**WORK TO COMPLETE**
Go through the data and copy each line that holds "caas".

--------------------------------------------------

PR #8935, opened 2018-07-15
Create a k8s storage class if the provisioner is specified

wallyworld:
## Description of change

If the juju storage pool nominated to be used to create charm storage specifies a k8s provisioner, then we now create that storage class. Previously, the storage class needed to be set up manually by the user.

We also move all of the code to construct the storage class from k8s.go to storage.go

## QA steps

On an AWS k8s setup, create a caas model.

$ juju create-storage-pool k8s-ebs kubernetes storage-class=juju-ebs storage-provisioner=kubernetes.io/aws-ebs parameters.type=gp2
$ juju deploy ./mariadb --storage database=10M,k8s-ebs

### DIFF
--- a/caas/kubernetes/provider/k8s.go
+++ b/caas/kubernetes/provider/k8s.go
@@ -382,13 +382,15 @@ func (k *kubernetesClient) ensureStorageClass(cfg *storageConfig) error {
 		return nil
 	}
 
+	if !k8serrors.IsNotFound(err) {
+		return errors.Trace(err)
+	}
 	// If it's not found but there's no provisioner specified, we can't
 	// create it so just return not found.
-	if !k8serrors.IsNotFound(err) || cfg.storageProvisioner == "" {
-		if k8serrors.IsNotFound(err) {
-			return errors.NotFoundf("storage class %v", cfg.storageClass)
-		}
-		return errors.Trace(err)
+	if err != nil && cfg.storageProvisioner == "" {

--------------------------------------------------

**EXERCISE SOLUTION**
On an AWS k8s setup, create a caas model.
--- a/caas/kubernetes/provider/k8s.go
+++ b/caas/kubernetes/provider/k8s.go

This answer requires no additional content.